Work instruction - Scan the records and identify every line in which the string "showExtraWeatherInfo" occurs, then return those lines.

Collection entries -
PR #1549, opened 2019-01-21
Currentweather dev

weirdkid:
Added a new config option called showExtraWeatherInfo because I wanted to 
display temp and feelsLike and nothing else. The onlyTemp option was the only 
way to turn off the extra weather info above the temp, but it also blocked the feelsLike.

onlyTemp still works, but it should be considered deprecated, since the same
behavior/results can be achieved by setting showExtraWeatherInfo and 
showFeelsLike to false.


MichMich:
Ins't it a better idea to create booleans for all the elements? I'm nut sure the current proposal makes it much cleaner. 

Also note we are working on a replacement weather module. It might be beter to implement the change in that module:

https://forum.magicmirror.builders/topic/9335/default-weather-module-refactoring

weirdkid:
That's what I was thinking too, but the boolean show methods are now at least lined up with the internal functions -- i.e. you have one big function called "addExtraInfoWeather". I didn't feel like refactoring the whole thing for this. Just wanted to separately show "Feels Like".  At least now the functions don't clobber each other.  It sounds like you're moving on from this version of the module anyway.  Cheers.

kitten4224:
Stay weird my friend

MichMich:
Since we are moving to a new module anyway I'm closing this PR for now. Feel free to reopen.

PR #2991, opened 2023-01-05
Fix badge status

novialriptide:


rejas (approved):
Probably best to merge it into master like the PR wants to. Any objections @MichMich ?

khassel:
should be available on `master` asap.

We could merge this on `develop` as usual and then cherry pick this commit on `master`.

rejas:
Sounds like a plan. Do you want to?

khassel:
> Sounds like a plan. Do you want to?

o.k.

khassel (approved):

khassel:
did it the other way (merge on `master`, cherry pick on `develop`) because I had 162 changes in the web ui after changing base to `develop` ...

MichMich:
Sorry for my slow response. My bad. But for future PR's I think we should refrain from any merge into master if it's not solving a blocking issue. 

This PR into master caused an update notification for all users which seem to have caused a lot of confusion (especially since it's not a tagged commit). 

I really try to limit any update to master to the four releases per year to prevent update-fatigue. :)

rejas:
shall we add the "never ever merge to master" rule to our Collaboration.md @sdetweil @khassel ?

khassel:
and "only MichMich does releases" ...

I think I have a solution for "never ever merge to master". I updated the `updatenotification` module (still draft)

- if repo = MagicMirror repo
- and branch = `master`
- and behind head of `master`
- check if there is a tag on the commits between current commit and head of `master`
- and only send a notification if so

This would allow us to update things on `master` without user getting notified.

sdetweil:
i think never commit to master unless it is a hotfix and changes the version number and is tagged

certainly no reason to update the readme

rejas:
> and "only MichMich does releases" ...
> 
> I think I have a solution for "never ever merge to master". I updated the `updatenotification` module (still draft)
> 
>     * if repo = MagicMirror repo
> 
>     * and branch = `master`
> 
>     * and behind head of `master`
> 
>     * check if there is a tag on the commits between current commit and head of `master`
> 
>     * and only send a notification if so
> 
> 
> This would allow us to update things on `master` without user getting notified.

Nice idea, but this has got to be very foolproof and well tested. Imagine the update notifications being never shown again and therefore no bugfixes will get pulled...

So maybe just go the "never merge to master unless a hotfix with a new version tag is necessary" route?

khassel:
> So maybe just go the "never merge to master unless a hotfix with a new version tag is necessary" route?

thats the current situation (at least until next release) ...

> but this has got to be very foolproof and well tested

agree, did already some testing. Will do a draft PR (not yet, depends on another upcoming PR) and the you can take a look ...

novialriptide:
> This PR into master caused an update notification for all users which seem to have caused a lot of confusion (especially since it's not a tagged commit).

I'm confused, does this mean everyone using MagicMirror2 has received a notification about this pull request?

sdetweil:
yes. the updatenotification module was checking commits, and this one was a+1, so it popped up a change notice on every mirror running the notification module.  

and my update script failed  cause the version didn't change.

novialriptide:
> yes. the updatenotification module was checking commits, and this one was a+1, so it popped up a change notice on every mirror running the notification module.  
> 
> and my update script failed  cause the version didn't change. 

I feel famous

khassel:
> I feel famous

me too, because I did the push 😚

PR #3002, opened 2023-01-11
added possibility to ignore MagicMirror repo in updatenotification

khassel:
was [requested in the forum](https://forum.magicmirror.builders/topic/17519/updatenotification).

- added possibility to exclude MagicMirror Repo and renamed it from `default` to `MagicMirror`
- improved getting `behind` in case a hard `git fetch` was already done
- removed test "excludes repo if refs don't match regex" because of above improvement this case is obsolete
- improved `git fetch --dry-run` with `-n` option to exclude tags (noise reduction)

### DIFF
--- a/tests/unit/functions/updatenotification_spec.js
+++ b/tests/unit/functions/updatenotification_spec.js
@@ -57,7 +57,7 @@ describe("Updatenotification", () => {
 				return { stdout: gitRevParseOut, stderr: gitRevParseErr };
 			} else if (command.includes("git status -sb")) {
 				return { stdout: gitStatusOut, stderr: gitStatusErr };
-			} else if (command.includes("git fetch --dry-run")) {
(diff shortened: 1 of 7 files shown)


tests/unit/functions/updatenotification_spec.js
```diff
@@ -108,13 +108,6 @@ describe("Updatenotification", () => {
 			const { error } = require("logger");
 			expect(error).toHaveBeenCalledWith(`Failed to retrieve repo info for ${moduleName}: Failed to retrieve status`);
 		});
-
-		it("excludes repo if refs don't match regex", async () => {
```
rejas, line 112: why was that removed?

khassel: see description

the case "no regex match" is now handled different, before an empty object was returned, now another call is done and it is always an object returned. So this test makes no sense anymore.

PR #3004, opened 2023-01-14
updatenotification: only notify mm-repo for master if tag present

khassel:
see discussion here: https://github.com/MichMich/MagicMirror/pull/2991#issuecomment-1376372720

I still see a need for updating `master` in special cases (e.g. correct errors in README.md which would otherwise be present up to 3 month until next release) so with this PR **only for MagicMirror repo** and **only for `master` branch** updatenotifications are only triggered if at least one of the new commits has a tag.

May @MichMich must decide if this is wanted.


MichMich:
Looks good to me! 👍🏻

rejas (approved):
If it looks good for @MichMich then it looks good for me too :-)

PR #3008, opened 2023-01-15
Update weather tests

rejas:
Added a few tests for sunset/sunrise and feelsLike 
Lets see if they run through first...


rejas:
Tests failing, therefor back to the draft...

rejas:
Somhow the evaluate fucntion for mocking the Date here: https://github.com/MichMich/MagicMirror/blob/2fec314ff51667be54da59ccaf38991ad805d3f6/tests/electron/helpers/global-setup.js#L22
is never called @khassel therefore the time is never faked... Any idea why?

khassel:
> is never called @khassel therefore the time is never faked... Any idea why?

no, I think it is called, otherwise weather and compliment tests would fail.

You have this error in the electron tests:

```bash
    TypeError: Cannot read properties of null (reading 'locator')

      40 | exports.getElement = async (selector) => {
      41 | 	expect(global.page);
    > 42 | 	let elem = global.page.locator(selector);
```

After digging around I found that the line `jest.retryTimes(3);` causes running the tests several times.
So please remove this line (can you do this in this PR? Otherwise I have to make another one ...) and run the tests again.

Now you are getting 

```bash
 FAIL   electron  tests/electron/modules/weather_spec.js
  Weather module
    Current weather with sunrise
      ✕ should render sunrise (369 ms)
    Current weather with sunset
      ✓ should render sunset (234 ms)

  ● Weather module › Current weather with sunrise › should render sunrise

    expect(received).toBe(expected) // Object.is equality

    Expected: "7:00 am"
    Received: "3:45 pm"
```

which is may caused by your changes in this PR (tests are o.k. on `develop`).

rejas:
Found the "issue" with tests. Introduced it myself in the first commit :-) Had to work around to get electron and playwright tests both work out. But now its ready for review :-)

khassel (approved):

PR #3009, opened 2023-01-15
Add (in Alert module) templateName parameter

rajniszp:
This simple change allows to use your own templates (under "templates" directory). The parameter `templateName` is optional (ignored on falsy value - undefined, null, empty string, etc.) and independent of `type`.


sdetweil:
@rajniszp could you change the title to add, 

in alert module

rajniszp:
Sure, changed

Final answer -
Added a new config option called showExtraWeatherInfo because I wanted to 
behavior/results can be achieved by setting showExtraWeatherInfo and 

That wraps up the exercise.